Altor shareholders revolt against Soon-Shiong buyout

Patrick Soon-Shiong and one of his umbrella corporations, NantCell, announced a deal to buy Altor Biosciences yesterday. But minority shareholders are poised to stage a revolt and block the deal.

Two former directors—Adam Waldman, founder of the Endeavor Group, a D.C. consultancy, and C. Boyden Gray, former White House counsel—this month sued Patrick Soon-Shiong and NantCell and now plan to seek a court order to scuttle the deal, Waldman said in an interview.

Soon-Shiong, a billionaire biotech mogul, owns 51.4% of Altor and became chair of the company in April last year. He started accumulating his stake in 2015.

Under the merger agreement, NantCell would buy Altor—and its cancer pipeline—at what Waldman and Gray claim is a “low-ball” amount. The Altor assets would beef up NantCell for an IPO, they say. On its own, NantCell's leading asset is the once-failed Amgen pancreatic cancer candidate ganitumab, which it obtained in 2015.

The sale contradicts Altor's previous statements, the lawsuit states. Earlier this year, Altor told shareholders it planned to gun for its own IPO before 2018.

“After years of informing plaintiffs that Altor would be preparing for an IPO, Altor made defendant Soon-Shiong’s true intentions apparent in April 2017—to acquire Altor in its entirety and squeeze out its minority stockholders," the lawsuit alleges.
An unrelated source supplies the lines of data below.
PR #448, opened 2019-06-27
Add updateTabs function to appSidebar

skjnldsv:
Allow to trigger a ytab refresh from the parent
You can use `ref="sidebar"` and then `this.$refs.sidebar.updateTabs()` from the parent :)

I don't think we can watch over changed childrens. The `updated` method is triggered far too many times for other changes than $children change. :man_shrugging:


skjnldsv:
@chrisophwurst, bump?

PR #473, opened 2019-07-10
Fix actionInput margins

skjnldsv:
Was triggered even if the item was on the middle as any li could have been a far parent of the menu


juliushaertl:
@skjnldsv I'm just wondering, any idea why the list element was not using a scoped selector? That should already have avoided leaking to parent elements.

skjnldsv:
@juliushaertl it is using a scope selector :)
But the scope [data] is only applied to the last element, not all of them

korelstar:
Maybe the problem is due to this: https://vuejs.org/v2/style-guide/#Element-selectors-with-scoped-use-with-caution (see explanation)

The `li` doesn't use a class selector which is not recommended!

PR #486, opened 2019-07-17
Feature/470/split appnavigationitem into small components

### LINKED ISSUE #376: AppNavigationItem extensions necessary for Talk
* Counter should be possible to be String:
  - we use logic like `unreadMessages > 99 ? '99+' : unreadMessages` so it doesn't break with 3+ digit unread counts.
* Have multiple "counters":
  - Apart from the unread counter, we also have a counter `@` which signals that you were mentioned in a chat
* Counter should have assignable classes (at least primary, default grey, or none) (used for the @-mention to draw more attention to it)
* Separator in the actions
* iconUrl should be outside of the padding, just like the `icon` when it is using a CSS (see screenshot 2)
* Allow input as an option for the AppNavigationNew for search/filtering of the list as well as creating new entries
* Allow to have a favorite (generic icon) marker overlapping the `icon`/`iconUrl`

See screenshot for current example:
> Bildschirmfoto von 2019-05-02 15-22-24

icon vs. iconUrl:
> Bildschirmfoto von 2019-05-02 12-33-00

### LINKED ISSUE #470: Split AppNavigationItem into small components
Same as https://github.com/nextcloud/nextcloud-vue/pull/358 and after #25
https://github.com/nextcloud/nextcloud-vue/pull/195
Refs: https://docs.nextcloud.com/server/16/developer_manual/design/navigation.html#app-navigation-menu

- [x] Entry with counter
- [x] Use Actions components
- [x] Collapsible component
- [x] Undo (with transition: slide)
- [x] Edit (with transition: fade)
- [x] Pinned item
- [x] Nested AppNavigationItem

``` vue
<AppNavigationItem counter="test">
	This is the main entry
	<AppNavigationItem>Sub-element 1</AppNavigationItem>
	<AppNavigationItem>Sub-element 2</AppNavigationItem>
	<template #actions>
		<ActionButton @click="doSomething" />
	</template>
</AppNavigationItem>
```

ma12-co:
Fix #470 
Fix #376 

- [x] Replace the pinned script with pure css;
- [x] Fix the out of bounds popover menu;
- [x] Fix collapsing icon with long titles;
- [x] Fix overflow text of AppNavigationItem's title;
- [x] Emit click event from AppNavigationCaption;

#### Please use [this App.vue](https://gist.github.com/ma12-co/ec27beec385b016558073296e904cb24) in you vueexample app for reviewing, as the new components won't work with the old one!

### DIFF
--- a/src/assets/variables.scss
+++ b/src/assets/variables.scss
@@ -47,3 +47,11 @@ $opacity_full: 1;
 // menu round background hover feedback
 // good looking on dark AND white bg
 $action-background-hover: rgba(127, 127, 127, .25);
+
+// various structure data used in the 
+// `AppNavigation` component
+$header-height: 50px;
+$navigation-width: 300px;
+
+// mobile breakpoint
+$breakpoint-mobile: 1024px;
--- a/src/components/AppNavigation/AppNavigation.vue
+++ b/src/components/AppNavigation/AppNavigation.vue
@@ -2,6 +2,7 @@
  - @copyright Copyright (c) 2019 Christoph Wurst <christoph@winzerhof-wurst.at>
  -
  - @author Christoph Wurst <christoph@winzerhof-wurst.at>
+ - @author Marco Ambrosini <marcoambrosini@pm.me>
  -
  - @license GNU AGPL version 3 or any later version
  -
@@ -20,7 +21,7 @@
  -
  -->
 <template>
-	<div id="app-navigation">
+	<div id="app-navigation" class="vue">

Altor works on cytokine-based immunotherapeutics for cancer and infectious diseases, and last month, it won a fast-track designation from the FDA for its midstage interleukin-15 (IL-15) agonist complex, ALT-803 as a treatment for non-muscle invasive bladder cancer.

NantCell agreed to buy Altor for $2 a share, with an extra $4 per share in contingent value rights attached to certain milestones. The complaint asserts that the company is worth more, given ALT-803's new fast-track status, which usually boosts a company’s worth in itself, and the fact that it is poised to move into phase 3 testing with a cancer candidate.

The deal values Altor at $290 million, Waldman says, calling that figure "outrageous," given the prices on recent biotech buyouts. The lawsuit alleges that Soon-Shiong, to win the board votes necessary to approve the deal, offered directors jobs, "equity positions and options packages totaling tens of millions of shares in the new entity.”

“Altor’s insiders ... led by majority shareholder Soon-Shiong, have conspired to set for themselves a fire-sale price for the company," the complaint says, "...in which they will reap all the benefits at the expense of Plaintiffs and Altor’s other minority stockholders in violation of their fiduciary duties.”

The plaintiffs also take issue with the cash-and-stock sale, saying there's no evidence NantCell shares are worth the amount the deal would require. The documents provided to shareholders include "no valuation analysis whatsoever to support the fairness of the merger consideration, or even how price was calculated or determined,” the lawsuit says.

Altor negotiated the deal, and even won Federal Trade Commission approval, before telling shareholders, the complaint says. According to the merger documents, filed as an exhibit to the legal complaint, the NantCell buyout was officially proffered in May. A term sheet for the merger came as early as February this year.

“Plaintiffs learned [of the deal] from Altor CFO Rick Greene, who disclosed Soon-Shiong’s plans to plaintiffs only after they confronted him with a one-page FTC / Hart-Scott-Rodino filing they discovered approving Soon-Shiong’s proposed acquisition of Altor,” the lawsuit claims.

Waldman says he and Gray will file for a temporary restraining order "and block this deal in Delaware Chancery Court.” Waldman is a minority shareholder, as well as a former member of its board and owns 1 million shares of Altor common stock, while Gray, also a minority shareholder and a former founding member of its board, owns 2 million.

Representatives of NantCell, NantHealth, NantWorks and NantKwest did not respond to requests for comment on the deal or the lawsuit's allegations.

Soon-Shiong has been under increasing pressure this year about some of his business conduct, with a series of reports from medical news site STAT and Politico alleging that he had been giving out millions of dollars for philanthropic causes, but then saw this money come back to his company.